What are the linkages?
The connections between environment, health and development are multiple and multidirectional. Perhaps most obviously, the environment can be seen in a negative sense as a source of threats or hazards to human health. Environment-related threats in developing countries tend to be manifestly more significant than in higher-income countries, especially those associated with infectious disease such as environmental contamination by human waste and proliferation of insect vectors. Environment-related threats may also be associated with development processes, such as increasing industrial pollution, use of agrochemicals, vehicle pollution, and urban expansion on to unstable hill-slopes.
But the environment also acts in a positive sense in provision of resources for health and wellbeing, providing nutrients for food crops, sources of wild food, water and oxygen, and a range of other ecological functions that help sustain healthy lives. Degradation of environmental resources in turn has consequences for human health that may include heightened risks of
waterborne diseases, respiratory diseases and malnutrition. For both these forms of risk, the key question for the Network is how poverty and/or development mediates health outcomes, by shaping the hazard itself or the vulnerability of those exposed to its effects.
It is important also to recognize that the linkages can work in other ways too. Under conditions of poverty, the consequences of shifting disease burdens on livelihoods and family structures can in turn exacerbate environmental degradation. In a more positive sense, health status can function as a resource to help households cope with environmental change or environmental hazards. Though most research at the nexus between health, environment and development is likely to examine environment-to-health linkages, these are two examples in which research work has emphasized linkages operating in the reverse direction, with health as the start point.

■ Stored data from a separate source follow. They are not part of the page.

PR #11290, opened 2026-05-27
NIFI-15960 Replaced current property in AvroSchemaRegistry with a new one which utilizes a validation strategy where it details what Avro validations occur when choosing strict validation of Avro schemas.

dan-s1:
# Summary

[NIFI-15960](https://issues.apache.org/jira/browse/NIFI-15960)

This PR primarily details the various validations which occur when strict validation is chosen for validating Avro schemas in the AvroSchemaRegistry. The unit tests were overhauled to use the NIFI testing framework and multiple unit tests were added especially to contrast the difference between strict and lenient validation of Avro schemas.
 
# Tracking

### Issue Tracking

### Pull Request Tracking

### Pull Request Formatting

# Verification

### Build

  - [x] JDK 21
  - [ ] JDK 25

### Licensing

### Documentation

### DIFF
--- a/nifi-extension-bundles/nifi-registry-bundle/nifi-registry-service/src/main/java/org/apache/nifi/schemaregistry/services/AvroSchemaRegistry.java
+++ b/nifi-extension-bundles/nifi-registry-bundle/nifi-registry-service/src/main/java/org/apache/nifi/schemaregistry/services/AvroSchemaRegistry.java
@@ -34,7 +34,6 @@ import org.apache.nifi.schema.access.SchemaNotFoundException;
 import org.apache.nifi.serialization.record.RecordSchema;
 import org.apache.nifi.serialization.record.SchemaIdentifier;
 
-import java.io.IOException;
 import java.util.Collection;
 import java.util.EnumSet;
 import java.util.HashSet;
@@ -52,20 +51,20 @@ import java.util.concurrent.ConcurrentMap;
         description = "Adds a named schema using the JSON string representation of an Avro schema",
         expressionLanguageScope = ExpressionLanguageScope.NONE)
 public class AvroSchemaRegistry extends AbstractControllerService implements SchemaRegistry {
+    static final List<String> OBSOLETE_VALIDATE_FIELD_NAMES = List.of("avro-reg-validated-field-names", "Validate Field Names");
     private static final Set<SchemaField> schemaFields = EnumSet.of(SchemaField.SCHEMA_NAME, SchemaField.SCHEMA_TEXT, SchemaField.SCHEMA_TEXT_FORMAT);
     private final ConcurrentMap<String, RecordSchema> recordSchemas = new ConcurrentHashMap<>();
 
-    static final PropertyDescriptor VALIDATE_FIELD_NAMES = new PropertyDescriptor.Builder()
-            .name("Validate Field Names")
-            .description("Whether or not to validate the field names in the Avro schema based on Avro naming rules. If set to true, all field names must be valid Avro names, "
-                    + "which must begin with [A-Za-z_], and subsequently contain only [A-Za-z0-9_]. If set to false, no validation will be performed on the field names.")
-            .allowableValues("true", "false")
-            .defaultValue("true")
+    public static final PropertyDescriptor VALIDATION_STRATEGY = new PropertyDescriptor.Builder()
+            .name("Validation Strategy")
+            .description("Set the strategy for the level of Avro validation required for field names, namespaces and default values")
             .required(true)
+            .allowableValues(ValidationStrategy.class)
+            .defaultValue(ValidationStrategy.STRICT)
             .build();
 
     private static final List<PropertyDescriptor> PROPERTY_DESCRIPTORS = List.of(
-            VALIDATE_FIELD_NAMES
+            VALIDATION_STRATEGY
     );
 
     @Override
@@ -92,8 +91,8 @@ public class AvroSchemaRegistry extends AbstractControllerService implements Sch
 
     @Override
     protected Collection<ValidationResult> customValidate(ValidationContext validationContext) {
-        Set<ValidationResult> results = new HashSet<>();
-        boolean strict = validationContext.getProperty(VALIDATE_FIELD_NAMES).asBoolean();
+        final Set<ValidationResult> results = new HashSet<>();
+        final ValidationStrategy validationStrategy = validationContext.getProperty(VALIDATION_STRATEGY).asAllowableValue(ValidationStrategy.class);
 
         // Iterate over dynamic properties, validating the schemas, and adding results
         validationContext.getProperties().entrySet().stream().filter(entry -> entry.getKey().isDynamic()).forEach(entry -> {
@@ -101,7 +100,7 @@ public class AvroSchemaRegistry extends AbstractControllerService implements Sch
             String input = entry.getValue();
 
             try {
-                final Schema.Parser parser = strict
+                final Schema.Parser parser = ValidationStrategy.STRICT == validationStrategy
                         ? new Schema.Parser(NameValidator.STRICT_VALIDATOR).setValidateDefaults(true)
                         : new Schema.Parser(NameValidator.NO_VALIDATION).setValidateDefaults(false);
                 final Schema avroSchema = parser.parse(input);
@@ -127,7 +126,7 @@ public class AvroSchemaRegistry extends AbstractControllerService implements Sch
     }
 
     @Override
-    public RecordSchema retrieveSchema(final SchemaIdentifier schemaIdentifier) throws IOException, SchemaNotFoundException {
+    public RecordSchema retrieveSchema(final SchemaIdentifier schemaIdentifier) throws SchemaNotFoundException {
         final Optional<String> schemaName = schemaIdentifier.getName();
         if (schemaName.isPresent()) {
             return retrieveSchemaByName(schemaName.get());
@@ -138,7 +137,22 @@ public class AvroSchemaRegistry extends AbstractControllerService implements Sch
 
     @Override
     public void migrateProperties(PropertyConfiguration config) {
-        config.renameProperty("avro-reg-validated-field-names", VALIDATE_FIELD_NAMES.getName());
+        // NOTE: Although there are multiple names for OBSOLETE_VALIDATE_FIELD_NAMES, the code in the if statement
+        // will execute at most once as the assumption is a configuration has one of the obsolete property names but not all.
+        for (String obsoletePropertyName : OBSOLETE_VALIDATE_FIELD_NAMES) {
+            if (config.hasProperty(obsoletePropertyName) && config.isPropertySet(obsoletePropertyName)) {
+                final String validateFieldNamesRawValue = config.getRawPropertyValue(obsoletePropertyName).orElse(Boolean.FALSE.toString());
+                final boolean validateFieldNames = Boolean.parseBoolean(validateFieldNamesRawValue);
+
+                if (validateFieldNames) {
+                    config.setProperty(VALIDATION_STRATEGY, ValidationStrategy.STRICT.getValue());
+                } else {
+                    config.setProperty(VALIDATION_STRATEGY, ValidationStrategy.LENIENT.getValue());
+                }
+            }
+
+            config.removeProperty(obsoletePropertyName);
+        }
     }
 
     @Override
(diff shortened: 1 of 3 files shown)


nifi-extension-bundles/nifi-registry-bundle/nifi-registry-service/src/main/java/org/apache/nifi/schemaregistry/services/AvroSchemaRegistry.java
```diff
@@ -52,20 +51,20 @@
...
     private static final Set<SchemaField> schemaFields = EnumSet.of(SchemaField.SCHEMA_NAME, SchemaField.SCHEMA_TEXT, SchemaField.SCHEMA_TEXT_FORMAT);
     private final ConcurrentMap<String, RecordSchema> recordSchemas = new ConcurrentHashMap<>();
 
-    static final PropertyDescriptor VALIDATE_FIELD_NAMES = new PropertyDescriptor.Builder()
-            .name("Validate Field Names")
-            .description("Whether or not to validate the field names in the Avro schema based on Avro naming rules. If set to true, all field names must be valid Avro names, "
-                    + "which must begin with [A-Za-z_], and subsequently contain only [A-Za-z0-9_]. If set to false, no validation will be performed on the field names.")
-            .allowableValues("true", "false")
-            .defaultValue("true")
+    public static final PropertyDescriptor VALIDATION_STRATEGY = new PropertyDescriptor.Builder()
```
pvillard31: Is there a consumer outside this module that needs `VALIDATION_STRATEGY`, or can it stay package-private like the previous `VALIDATE_FIELD_NAMES`?

nifi-extension-bundles/nifi-registry-bundle/nifi-registry-service/src/main/java/org/apache/nifi/schemaregistry/services/AvroSchemaRegistry.java
```diff
@@ -138,7 +137,22 @@ public RecordSchema retrieveSchema(final SchemaIdentifier schemaIdentifier) thro
 
     @Override
     public void migrateProperties(PropertyConfiguration config) {
-        config.renameProperty("avro-reg-validated-field-names", VALIDATE_FIELD_NAMES.getName());
+        // NOTE: Although there are multiple names for OBSOLETE_VALIDATE_FIELD_NAMES, the code in the if statement
+        // will execute at most once as the assumption is a configuration has one of the obsolete property names but not all.
+        for (String obsoletePropertyName : OBSOLETE_VALIDATE_FIELD_NAMES) {
+            if (config.hasProperty(obsoletePropertyName) && config.isPropertySet(obsoletePropertyName)) {
+                final String validateFieldNamesRawValue = config.getRawPropertyValue(obsoletePropertyName).orElse(Boolean.FALSE.toString());
```
pvillard31: Should the fallback in `getRawPropertyValue(...).orElse(Boolean.FALSE.toString())` be `Boolean.TRUE.toString()` instead, so that the rare empty-value case maps to `VALIDATE` (the historical default of the old `Validate Field Names` property) rather than `NONE`?

nifi-extension-bundles/nifi-registry-bundle/nifi-registry-service/src/main/java/org/apache/nifi/schemaregistry/services/AvroSchemaRegistry.java
```diff
@@ -138,7 +137,22 @@ public RecordSchema retrieveSchema(final SchemaIdentifier schemaIdentifier) thro
...
+                final boolean validateFieldNames = Boolean.parseBoolean(validateFieldNamesRawValue);
+
+                if (validateFieldNames) {
+                    config.setProperty(VALIDATION_STRATEGY, ValidationStrategy.VALIDATE.getValue());
+                } else {
+                    config.setProperty(VALIDATION_STRATEGY, ValidationStrategy.NONE.getValue());
+                }
+            }
+
+            config.removeProperty(obsoletePropertyName);
```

Central importance of poverty
Poverty is not synonymous with vulnerability, but it is of central importance in heightening risk of health outcomes. Poverty influences the extent to which people are exposed to hazards in their occupations and at home. The urban poorest, for example, unable to access titles to land or better housing, are commonly concentrated in fragile dwellings in marginal locations, with inadequate sanitation and high levels of indoor pollution. Poverty shapes people’s ability to access adequate food and clean water, their ability to avoid or cope with health threats that arise, and their access to preventive and curative health care. The rural poor in water-stressed environments, for example, may find their livelihoods undermined by environmental degradation with few alternative options, combined with limited access to drinking water and remoteness from health facilities. Poverty also helps determine people’s health status, and hence their underlying susceptibility to new infections, injuries or mental health problems arising from environmental hazards.